First was Jacob, then there were Aurora, Sarena, Dante, Ethan, Diego, Gabby, and Laurel. The list goes on. In the beginning it was penance, it was practice for Finn, it was the hope of the feeling of healing returning. But now, I’m not so sure what compels me. I see the people who’ve written me, and I see their doctors. I watch the medics and nurses come and go, study the things they do, the pills offered, the machines and bags of fluid adjusted. The kind words, the brusque manners, the hope they bring, the way they are needed by the sick and the suffering.

Are we somehow the same? Is there any connection between what the nurses and doctors do and what I do? These questions grow louder with each visit. Hildegard was a visionary and a doctor, a medicine woman in her day. Could I be another kind of healer, too?

“Can you tell me how to find room 302?” I ask the nurse at the reception desk.

She stands and points. “Down the hall to the left, take the bank of elevators to the third floor, turn right, and go all the way to the end.”

“Thank you,” I tell her, and try to remember the directions.
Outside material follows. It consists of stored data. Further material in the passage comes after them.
PR #12082, opened 2022-07-11
Add FreeBSD support to std.os.getFdPath

kimshrier:
The getFdPath function did not previously support FreeBSD.  This adds just enough functionality to get that done.  The inclusion of the kinfo_file struct does not contain all the members of a union that holds details about different file types as that was not necessary for getFdPath.  I put a place holder named kf_filler which occupies the space of the union and keeps the alignment for following structure members.

This is my first real attempt at writing zig code so if I have not done things using proper zig idioms, I welcome feedback.

### DIFF
--- a/lib/std/c/freebsd.zig
+++ b/lib/std/c/freebsd.zig
@@ -19,6 +19,8 @@ pub extern "c" fn pipe2(fds: *[2]fd_t, flags: u32) c_int;
 pub extern "c" fn posix_memalign(memptr: *?*anyopaque, alignment: usize, size: usize) c_int;
 pub extern "c" fn malloc_usable_size(?*const anyopaque) usize;
 
+pub extern "c" fn getpid() pid_t;
+
 pub const sf_hdtr = extern struct {
     headers: [*]const iovec_const,
     hdr_cnt: c_int,
@@ -397,6 +399,127 @@ pub const sockaddr = extern struct {
     };
 };
 
+pub const CAP_RIGHTS_VERSION = 0;
+
+pub const cap_rights = extern struct {
+    rights: [CAP_RIGHTS_VERSION + 2]u64,
+};
+
+pub const kinfo_file = extern struct {
+    /// Size of this record.
+    /// A zero value is for the sentinel record at the end of an array.
+    structsize: c_int,
+    /// Descriptor type.
+    @"type": c_int,
+    /// Array index.
+    fd: fd_t,
+    /// Reference count.
+    ref_count: c_int,
+    /// Flags.
+    flags: c_int,
+    // 64bit padding.
+    _pad0: c_int,
+    /// Seek location.
+    offset: i64,
+    un: extern union {
+        socket: extern struct {
+            /// Sendq size.
+            sendq: u32,
+            /// Socket domain.
+            domain: c_int,
+            /// Socket type.
+            @"type": c_int,
+            /// Socket protocol.
+            protocol: c_int,
+            /// Socket address.
+            address: sockaddr.storage,
+            /// Peer address.
+            peer: sockaddr.storage,
+            /// Address of so_pcb.
+            pcb: u64,
+            /// Address of inp_ppcb.
+            inpcb: u64,
+            /// Address of unp_conn.
+            unpconn: u64,
+            /// Send buffer state.
+            snd_sb_state: u16,
+            /// Receive buffer state.
+            rcv_sb_state: u16,
+            /// Recvq size.
+            recvq: u32,
+        },
+        file: extern struct {
+            /// Vnode type.
+            @"type": i32,
+            // Reserved for future use
+            _spare1: [3]i32,
+            _spare2: [30]u64,
+            /// Vnode filesystem id.
+            fsid: u64,
+            /// File device.
+            rdev: u64,
+            /// Global file id.
+            fileid: u64,
+            /// File size.
+            size: u64,
+            /// fsid compat for FreeBSD 11.
+            fsid_freebsd11: u32,
+            /// rdev compat for FreeBSD 11.
+            rdev_freebsd11: u32,
+            /// File mode.
+            mode: u16,
+            // 64bit padding.
+            _pad0: u16,
+            _pad1: u32,
+        },
+        sem: extern struct {
+            _spare0: [4]u32,
+            _spare1: [32]u64,
+            /// Semaphore value.
+            value: u32,
+            /// Semaphore mode.
+            mode: u16,
+        },
+        pipe: extern struct {
+            _spare1: [4]u32,
+            _spare2: [32]u64,
+            addr: u64,
+            peer: u64,
+            buffer_cnt: u32,
+            // 64bit padding.
+            kf_pipe_pad0: [3]u32,
+        },
+        proc: extern struct {
+            _spare1: [4]u32,
+            _spare2: [32]u64,
+            pid: pid_t,
+        },
+        eventfd: extern struct {
+            value: u64,
+            flags: u32,
+        },
+    },
+    /// Status flags.
+    status: u16,
+    // 32-bit alignment padding.
+    _pad1: u16,
+    // Reserved for future use.
+    _spare: c_int,
+    /// Capability rights.
+    cap_rights: cap_rights,
+    /// Reserved for future cap_rights
+    _cap_spare: u64,
+    /// Path to file, if any.
+    path: [PATH_MAX - 1:0]u8,
+};
+
+pub const KINFO_FILE_SIZE = 1392;
+
+comptime {
+    std.debug.assert(@sizeOf(kinfo_file) == KINFO_FILE_SIZE);
+    std.debug.assert(@alignOf(kinfo_file) == @sizeOf(u64));
+}
+
 pub const CTL = struct {
     pub const KERN = 1;
     pub const DEBUG = 5;
@@ -405,6 +528,7 @@ pub const CTL = struct {
 pub const KERN = struct {
     pub const PROC = 14; // struct: process entries
     pub const PROC_PATHNAME = 12; // path to executable
+    pub const PROC_FILEDESC = 33; // file descriptors for process
     pub const IOV_MAX = 35;
 };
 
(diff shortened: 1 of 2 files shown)


lib/std/os.zig
```diff
@@ -5215,6 +5215,60 @@ pub fn getFdPath(fd: fd_t, out_buffer: *[MAX_PATH_BYTES]u8) RealPathError![]u8 {
...
         },
+        .freebsd => {
+            var mib = [4]c_int{ CTL.KERN, KERN.PROC, KERN.PROC_FILEDESC, freebsd.getpid() };
+            var out_len: usize = 0;
+            try sysctl(&mib, null, &out_len, null, 0);
+
+            var kinfo_file: *freebsd.kinfo_file = undefined;
+
+            // allocate memory that is 64 bit alligned
+            var kinfo_file_buf = try std.heap.c_allocator.alloc(u64, (out_len / 8) + 1);
```
The-King-of-Toasters, line 5226: From my own testing, I found that `kinfo_file` is at most 1392 bytes. While big, I think it's possible to just stack allocate it here and eat the cost to avoid allocation.

If allocation is needed, I recommend using `alignedAlloc` instead of calculating the alignment ourselves.

lib/std/os.zig
```diff
@@ -5215,6 +5215,60 @@ pub fn getFdPath(fd: fd_t, out_buffer: *[MAX_PATH_BYTES]u8) RealPathError![]u8 {
...
+                sysctl(&mib, @ptrCast(*anyopaque, kinfo_file), &out_len, null, 0) catch |err| switch (err) {
+                    error.SystemResources => {
+                        // increase memory size and try again
+                        out_len = (out_len * 4) / 3;
+                        kinfo_file_buf = try std.heap.c_allocator.realloc(kinfo_file_buf, (out_len / 8) + 1);
+                        kinfo_file = @ptrCast(*freebsd.kinfo_file, kinfo_file_buf);
+                        continue;
+                    },
+
+                    else => return err,
```
The-King-of-Toasters, line 5241: Should be `else => |e| return e,` to remove `SystemResources` from the error set.

The-King-of-Toasters (changes requested):
Thank you for your contribution! As someone who has worked in this area (system ABI stuff), I've left a few comments.

lib/std/c/freebsd.zig
```diff
@@ -397,6 +399,27 @@ pub const sockaddr = extern struct {
     };
 };
 
+pub const cap_rights = struct {
+    cr_rights: [2]u64,
```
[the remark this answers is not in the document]
kimshrier: Ok.  That is good to know.  I was just preserving the existing names.  I'll make these kinds of changes.

lib/std/os.zig
```diff
@@ -5165,9 +5165,9 @@ pub fn realpathW(pathname: []const u16, out_buffer: *[MAX_PATH_BYTES]u8) RealPat
 
 /// Return canonical path of handle `fd`.
 /// This function is very host-specific and is not universally supported by all hosts.
-/// For example, while it generally works on Linux, macOS or Windows, it is unsupported
-/// on FreeBSD, or WASI.
-pub fn getFdPath(fd: fd_t, out_buffer: *[MAX_PATH_BYTES]u8) RealPathError![]u8 {
+/// For example, while it generally works on Linux, macOS, FreeBSD or Windows, it is
+/// unsupported on WASI.
+pub fn getFdPath(fd: fd_t, out_buffer: *[MAX_PATH_BYTES]u8) ![]u8 {
```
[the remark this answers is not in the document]
kimshrier: Since os.sysctl can return std.os.SysCtlError wouldn't we also need to combine that in with RealPathError?

lib/std/os.zig
kimshrier: Allocation is needed because what is returned by sysctl is a packed array of kinfo_file structures and we do not know ahead of time how many there will be.  That is why I make the original sysctl call with a null pointer for the buffer and an address of a length variable that is set to 0.  This sysctl call won't update the buffer but it will return the size of the packet array.  This lets us know how much memory to allocate.

There is a race condition where other threads in the process could open additional files so that on the second sysctl call, we could still run out of memory.  The sysctl code for KERN.PROC_FILEDESC will only write as many bytes into the buffer as are indicated by the length parameter so we don't need to worry about a buffer overflow.  It will also update the length value with the size of the data it would have put into the buffer if it had the space.  That is why on the second and subsequent calls to sysctl, I increase the buffer space to be 33% larger than the size of the previous failed call.  Hopefully, that will be more than enough memory and we won't have to try the sysctl function again.

This pattern of use mirrors the C code used in libprocstat which calls this sysctl function.

lib/std/os.zig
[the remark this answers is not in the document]
The-King-of-Toasters: Yes.

lib/std/os.zig
The-King-of-Toasters: I understand now. I remember bumping into a similar problem reading from `/dev/kstat` on Solaris. In that case, I have some suggestions.

- Document that the code reads from an array of `kinfo_file`s, and that the first sysctl is used to get the array count.
- Instead of allocating `u64`s, allocate an array of `kinfo_file`s and use e.g. `kinfos[0].ptr` as the base pointer for `sysctl`. This has a couple benefits:
    1. The initial allocation can just be `out_len` `kinfo_file`s.
    2. The resizing can be based on multiples of `@sizeOf(kinfo_file)` instead of the current division + multiply calculations.
    3. The final array can set by doing e.g. `files[0..out_len];`. Then you can loop over each member of the array with a for loop like `for (files) |f|{ if (f.fd == fd) ... }` instead of the current calls to `@intToPtr`.

That's it for now. I have some more suggestions but I'd like to play with this myself on my VM. If I made any mistakes in my logic here, let me know.

The-King-of-Toasters:
I'm afraid I got so nerd sniped by this that I decided to implement the changes on my own, and I'm currently running the stdlib tests on my VM to check. I don't want you to feel like I'm stealing your thunder here, so if you'd like, you could give me write access to your fork so I can rebase+push my changes.

kimshrier:
I've sent you an invite to my repository.  I look forward to seeing your changes.

I don't feel that you are stealing my thunder.  Rather, I think of it as preventing me from committing some grave zig faux pas.

lib/std/os.zig
```diff
@@ -5215,6 +5222,49 @@ pub fn getFdPath(fd: fd_t, out_buffer: *[MAX_PATH_BYTES]u8) RealPathError![]u8 {
...
+        .freebsd => {
+            const allocator = std.heap.c_allocator;
+            const mib = [4]c_int{ CTL.KERN, KERN.PROC, KERN.PROC_FILEDESC, system.getpid() };
+
+            // Get an initial size for the kinfo buffer and allocate.
+            // The buffer is used to store the varible-sized kinfo_file structures.
+            // Note that all allocations are 64-bit aligned, as is kinfo_file.
+            var len: usize = 0;
+            try sysctl(&mib, null, &len, null, 0);
+            var buf = try allocator.alignedAlloc(u8, 8, len);
```
kimshrier, line 5234: Since we are allocating u8 instead of u64, we do not need to do the (len / 8) + 1 calculation anymore.

lib/std/os.zig
```diff
@@ -5215,6 +5222,49 @@ pub fn getFdPath(fd: fd_t, out_buffer: *[MAX_PATH_BYTES]u8) RealPathError![]u8 {
...
+            defer allocator.free(buf);
+
+            // Fill the buffer with data.
+            // The buffer is reallocated in a loop since the number of open files may
+            // change between each sysctl call.
+            while (true) {
+                sysctl(&mib, @ptrCast(*anyopaque, buf), &len, null, 0) catch |err| switch (err) {
+                    error.SystemResources => {
+                        // increase memory size and try again
+                        buf = try allocator.reallocAdvanced(buf, 8, len, .exact);
```
kimshrier, line 5244: Same length calculation as above.

lib/std/os.zig
```diff
@@ -5215,6 +5222,49 @@ pub fn getFdPath(fd: fd_t, out_buffer: *[MAX_PATH_BYTES]u8) RealPathError![]u8 {
             };
             return target;
         },
+        .freebsd => {
+            const allocator = std.heap.c_allocator;
```
squeek502, line 5226: Unless I'm misunderstanding something:
- `c_allocator` is only available when linking libc
- Hard coding an allocator within a function like this goes against Zig's conventions on how allocators are used (it should be provided as a parameter instead)

kimshrier: Unless I am misunderstanding something (highly likely), calling sysctl implies linking libc.

If that is not the case, adding an allocator parameter would break compatibility with all existing code that calls this function.  Since it is a public function, I would think that would be undesirable.

At the moment, only the FreeBSD specific code needs an allocator.  I do not want to put in code that does not adhere to Zig's conventions.  Is it better to hard code an allocator and not break compatibility or is it better to add an allocator parameter?  Or, is there another option?

squeek502: If linking libc is implied then ignore that bullet point.

> Is it better to hard code an allocator and not break compatibility

AFAIK there's nowhere in the Zig standard library that does this currently. Going from a non-allocating API to an allocating one is always a breaking change, and for cross-platform functions it "infects" the cross-platform API (see things like `std.process.args` and `std.process.argsWIthAllocator` where `argsWithAllocator` is the cross-platform API even though the allocator is only needed on Windows and WASI).

squeek502: Actually, I have found a function in the standard library that does hard-code the `c_allocator`, so I might be wrong:

https://github.com/ziglang/zig/blob/1653a9b2597c66cbcc88ea75d8a4b88c163584a5/lib/std/Thread.zig#L654-L656

(also worth noting that it's probably good to take my input with a grain of salt; it might be worth waiting for someone with more knowledge about this particular implementation to weigh in)

kimshrier: I believe that that particular line in Thread.zig is what led me to hard code the allocator in my code.  It does appear that it is the only place where that happens.  I can see arguments for not hard coding the allocator and it is something I would think people should avoid.

I'll see if any more people weigh in on this.  Having 2 flavors of a function, 1 with and 1 without an allocator, seems clunky to me but I am willing to follow wiser counsel on this.

The-King-of-Toasters:
Since Zig links to `libutil` on FreeBSD, we could just use [`kinfo_getfile`](https://man.freebsd.org/kinfo_getfile(3)). As Kim mentioned it essentially does the same thing we do (the one in `libprocstat` is copied from `libutil`). However, we still need to handle allocation/sysctl errors and free the returned array with the `c_allocator`.

The-King-of-Toasters:
So from reading [this patch to add `F_GETPATH` to FreeBSD](https://reviews.freebsd.org/D33555?id=100323), it seems that the `fcntl` command `F_KINFO` may provide what we need without allocation. I'll test this and report if it works.

The-King-of-Toasters (approved):

kimshrier:
I've tested the updated code and it is working.  I'm good with committing this.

When I get to the room, I’m nervous.

Today’s visit is special.

I knock.

“Come in,” calls a voice.

I go inside.

A short woman who is all soft edges gets up to greet me. “Marlena! I’m Valeria.” Valeria’s face is round and friendly. Her voice is reverent. “I can’t believe you’re here. After all this waiting. Thank you.”

“I’m glad I could come, but you need to know, I can’t make any promises.”

“But I have faith that you will save my daughter!”

“Mama! Stop!”

My eyes go to the bed. I see a girl with dark wavy hair and big brown eyes. A thick metal-and-plastic brace is like a box around her torso. Her arms are thin, and from the outline of her legs underneath the blanket, they are thinner. “Hi, Alma,” I say. “It’s good to finally meet you.”

“I can’t believe you’re here, either.” Alma glances at her mother. “Though not for the same reasons as Mama’s.”

“Alma, ¡no seas así!”

Alma gives her mother a pleading look. “¿Nos dejas un minuto a solas? ¿Mama?”

Valeria inhales. I can tell she’s about to protest her daughter’s request to give us time alone. “I work better that way,” I say, before Valeria can speak.

“I’ll be in the hall then,” she says, grabbing her sweater and hurrying out.

When the door shuts I sit down in the chair next to Alma’s bed. “I’ve appreciated your letters.”

Alma’s eyes drop to my hands, which rest on the railing of the bed. “So you decided you wanted to come fix me?”

“I meant what I said to your mother, that I’m not sure if I can.”

“Don’t you want to try?”

The brace Alma wears looks so uncomfortable. It’s difficult not to wish for her to be free of it. “Do you want me to?”

Alma blinks her long lashes, breathing labored. She reaches out and places her hands on top of mine. “It’s what my mother needs.”

“Okay.” I close my eyes, draw Alma’s hand to my cheek. Wait, as I always do, for that feeling in me to stir. Sometimes I think it might be there, just waking up after a long sleep, yawning its way back into my veins. Plenty of gifts of gratitude have arrived at the house, alongside claims of miracles.